Backdoor Sentinel: Detecting and Detoxifying Backdoors in Diffusion Models via Temporal Noise Consistency
Bingzheng Wang , Xiaoyan Gu , Hongbo Xu , Hongcheng Li , Zimo Yu , Jiang Zhou , Weiping Wang
Published on arXiv
2602.01765
Model Poisoning
OWASP ML Top 10 — ML10
Key Finding
TNC-Defense improves average backdoor detection accuracy by 11% over state-of-the-art defenses and invalidates 98.5% of triggered samples with only mild degradation in generation quality across five attack scenarios.
TNC-Defense (Temporal Noise Consistency Defense)

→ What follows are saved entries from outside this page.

PR #536, opened 2026-08-14
refactor(appkit): let plugins contribute otel span processors

MarioCadenas:
## What

Splits `TelemetryManager` into two phases so a **single** global OpenTelemetry tracer provider can carry both the OTLP trace exporter and span processors contributed by plugins — instead of each SDK (AppKit's and, e.g., MLflow's) racing to register the process-global provider, where the second registration is silently dropped.

- `initialize()` — registers the **meter and logger** providers eagerly (unchanged timing, at app bootstrap). This is deliberate: OTel's metrics API has no lazy proxy, so a counter/histogram bound against the NoOp meter (as connectors and the cache do in their constructors) stays NoOp for the process lifetime. It no longer registers a tracer provider.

Novel technique introduced
Diffusion models have been widely deployed in AIGC services; however, their reliance on opaque training data and procedures exposes a broad attack surface for backdoor injection. In practical auditing scenarios, due to the protection of intellectual property and commercial confidentiality, auditors are typically unable to access model parameters, rendering existing white-box or query-intensive detection methods impractical. More importantly, even after the backdoor is detected, existing detoxification approaches are often trapped in a dilemma between detoxification effectiveness and generation quality. In this work, we identify a previously unreported phenomenon called temporal noise unconsistency, where the noise predictions between adjacent diffusion timesteps is disrupted in specific temporal segments when the input is triggered, while remaining stable under clean inputs. Leveraging this finding, we propose Temporal Noise Consistency Defense (TNC-Defense), a unified framework for backdoor detection and detoxification. The framework first uses the adjacent timestep noise consistency to design a gray-box detection module, for identifying and locating anomalous diffusion timesteps. Furthermore, the framework uses the identified anomalous timesteps to construct a trigger-agnostic, timestep-aware detoxification module, which directly corrects the backdoor generation path. This effectively suppresses backdoor behavior while significantly reducing detoxification costs. We evaluate the proposed method under five representative backdoor attack scenarios and compare it with state-of-the-art defenses. The results show that TNC-Defense improves the average detection accuracy by $11\%$ with negligible additional overhead, and invalidates an average of $98.5\%$ of triggered samples with only a mild degradation in generation quality.
Key Contributions
- Discovery of 'temporal noise unconsistency' — a previously unreported phenomenon where triggered inputs disrupt noise predictions between adjacent diffusion timesteps in specific temporal segments
- Gray-box backdoor detection module exploiting adjacent timestep noise consistency to identify and locate anomalous diffusion timesteps without model parameter access
- Trigger-agnostic, timestep-aware detoxification module that directly corrects the backdoor generation path, invalidating 98.5% of triggered samples with mild quality degradation
🛡️ Threat Analysis
Directly addresses backdoor/trojan attacks on diffusion models — proposes both detection (identifying anomalous timesteps via temporal noise consistency) and detoxification (correcting backdoor generation paths), evaluated against five representative backdoor attacks.